GOAL OF THE EXERCISE: Output all of the records exactly, word for word.

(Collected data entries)
PR #76, opened 2017-05-02
setup.py enhancements

mbargull:
This updates `setup.py` to use `entry_points`, `install_requires`, `package_data` from `setuptools`.
It allows the creation of egg- and wheel-distributions that include the platform specific files (`['header.sh']` or `['nsis/*', 'ttf/*']`, resp.) and removes the hard-coded post-processing copying.

### DIFF
--- a/bin/constructor
+++ b/bin/constructor
@@ -1,6 +1,0 @@
-#!/usr/bin/env python
-if __name__ == '__main__':
-    import sys
-    from constructor.main import main
-
-    sys.exit(main())
--- a/setup.py
+++ b/setup.py
@@ -7,11 +7,75 @@
 import re
 import sys
 from os.path import abspath, dirname, join
+from contextlib import contextmanager
 
-from setuptools import setup
+from setuptools import setup, Distribution
+from distutils.util import get_platform
+try:
+    from wheel.bdist_wheel import bdist_wheel
+except ImportError:
+    bdist_wheel = None
 
 
 SETUP_PY_DIR = dirname(abspath(__file__))
+
+
+def get_package_data(platform):
+    platform_package_data = {
+        "win32": ["nsis/*", "ttf/*"],
+        "unix": ["header.sh"],
+    }
+    if platform is None:
+        package_data = sum(platform_package_data.values(), [])
+    else:
+        platform = platform if platform in platform_package_data else "unix"
+        package_data = platform_package_data[platform]
+    return {"constructor": package_data}
+
+
+class PlatformSpecificDistribution(Distribution):
+    def run_commands(self):
+        for cmd in self.commands:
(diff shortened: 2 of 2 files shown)


msarahan:
@mbargull I merged this into what will become 1.7 at https://github.com/conda/constructor/commit/5995ea78ac926fa4ab0671a5625bb0fda6f39c17

Thanks for sorting this out!

msarahan:
@mingwandroid, let's close this PR whenever you merge in your other branch.

mbargull:
Note that this was written prior to osx pkg support. Thus the `platform_package_data = {...}` in `get_package_data(...)` will need an entry `"darwin": ["header.sh", "osx/*"],` or the like. @ilanschnell or @mingwandroid should now what to include here.
(BTW: It's nice to see `constructor`'s development picking up some pace lately! Thanks to everyone involved!)

mbargull:
If `"header.sh"` is also included for osx, maybe
```python
    if platform is None:
        package_data = sum(platform_package_data.values(), [])
```
might need to be changed to something like
```python
    if platform is None:
        package_data = list(set(chain.from_iterable(platform_package_data.values())))
```
? I'm not sure whether `setuptools` gracefully handles duplicates in `package_data`-lists.

ilanschnell:
Hmm, I would prefer if `setup.py` didn't use `setuptools`.  I don't see any good reason for doing so.

mbargull:
Hi @ilanschnell, which disadvantages to you see in using `setuptools`? (Asking out of genuine curiosity!)
All in all the advantages of using `setuptools` mainly aid to run/install `constructor` in more arbitrary, i.e. not only `conda`, environments. If it's preferred to only run `constructor` from `conda` environments, I could agree that there might be no good reason for this. Though, I can't see -- given the low (maybe even non-existent) maintenance needed -- why `constructor` shouldn't support other common installation methods like `wheel`s and others.
Advantages enabled by `setuptools` (if not installed as a `conda` package):
- Being able to build `wheel`s (`egg`s).
- Entry points created for all platforms.
- Non-Python files installed into the correct locations if `package_data` is used; since `sys.prefix` is not necessary the root path of these locations, e.g., see https://docs.python.org/3/install/#alternate-installation.
- Being able to specify run requirements via `install_requires`.

msarahan:
I have personally had trouble developing constructor.  I support
@mbargull's PR here because it makes it easier to develop constructor using
a "normal" workflow.  "Normal" meaning I don't need to install the
constructor conda package in order to hack on constructor.  Without that, I
don't have the entry point, which means I can't test constructor.

Thank you @mbargull for sorting this out.

mbargull:
Merged into master with #124.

OUTPUT BELOW:
PR #76, opened 2017-05-02
setup.py enhancements

mbargull:
This updates `setup.py` to use `entry_points`, `install_requires`, `package_data` from `setuptools`.
It allows the creation of egg- and wheel-distributions that include the platform specific files (`['header.sh']` or `['nsis/*', 'ttf/*']`, resp.) and removes the hard-coded post-processing copying.

### DIFF
--- a/bin/constructor
+++ b/bin/constructor
@@ -1,6 +1,0 @@
-#!/usr/bin/env python
-if __name__ == '__main__':
-    import sys
-    from constructor.main import main
-
-    sys.exit(main())
--- a/setup.py
+++ b/setup.py
@@ -7,11 +7,75 @@
 import re
 import sys
 from os.path import abspath, dirname, join
+from contextlib import contextmanager
 
-from setuptools import setup
+from setuptools import setup, Distribution
+from distutils.util import get_platform
+try:
+    from wheel.bdist_wheel import bdist_wheel
+except ImportError:
+    bdist_wheel = None
 
 
 SETUP_PY_DIR = dirname(abspath(__file__))
+
+
+def get_package_data(platform):
+    platform_package_data = {
+        "win32": ["nsis/*", "ttf/*"],
+        "unix": ["header.sh"],
+    }
+    if platform is None:
+        package_data = sum(platform_package_data.values(), [])
+    else:
+        platform = platform if platform in platform_package_data else "unix"
+        package_data = platform_package_data[platform]
+    return {"constructor": package_data}
+
+
+class PlatformSpecificDistribution(Distribution):
+    def run_commands(self):
+        for cmd in self.commands:
(diff shortened: 2 of 2 files shown)


msarahan:
@mbargull I merged this into what will become 1.7 at https://github.com/conda/constructor/commit/5995ea78ac926fa4ab0671a5625bb0fda6f39c17

Thanks for sorting this out!

msarahan:
@mingwandroid, let's close this PR whenever you merge in your other branch.

mbargull:
Note that this was written prior to osx pkg support. Thus the `platform_package_data = {...}` in `get_package_data(...)` will need an entry `"darwin": ["header.sh", "osx/*"],` or the like. @ilanschnell or @mingwandroid should now what to include here.
(BTW: It's nice to see `constructor`'s development picking up some pace lately! Thanks to everyone involved!)

mbargull:
If `"header.sh"` is also included for osx, maybe
```python
    if platform is None:
        package_data = sum(platform_package_data.values(), [])
```
might need to be changed to something like
```python
    if platform is None:
        package_data = list(set(chain.from_iterable(platform_package_data.values())))
```
? I'm not sure whether `setuptools` gracefully handles duplicates in `package_data`-lists.

ilanschnell:
Hmm, I would prefer if `setup.py` didn't use `setuptools`.  I don't see any good reason for doing so.

mbargull:
Hi @ilanschnell, which disadvantages to you see in using `setuptools`? (Asking out of genuine curiosity!)
All in all the advantages of using `setuptools` mainly aid to run/install `constructor` in more arbitrary, i.e. not only `conda`, environments. If it's preferred to only run `constructor` from `conda` environments, I could agree that there might be no good reason for this. Though, I can't see -- given the low (maybe even non-existent) maintenance needed -- why `constructor` shouldn't support other common installation methods like `wheel`s and others.
Advantages enabled by `setuptools` (if not installed as a `conda` package):
- Being able to build `wheel`s (`egg`s).
- Entry points created for all platforms.
- Non-Python files installed into the correct locations if `package_data` is used; since `sys.prefix` is not necessary the root path of these locations, e.g., see https://docs.python.org/3/install/#alternate-installation.
- Being able to specify run requirements via `install_requires`.

msarahan:
I have personally had trouble developing constructor.  I support
@mbargull's PR here because it makes it easier to develop constructor using
a "normal" workflow.  "Normal" meaning I don't need to install the
constructor conda package in order to hack on constructor.  Without that, I
don't have the entry point, which means I can't test constructor.

Thank you @mbargull for sorting this out.

mbargull:
Merged into master with #124.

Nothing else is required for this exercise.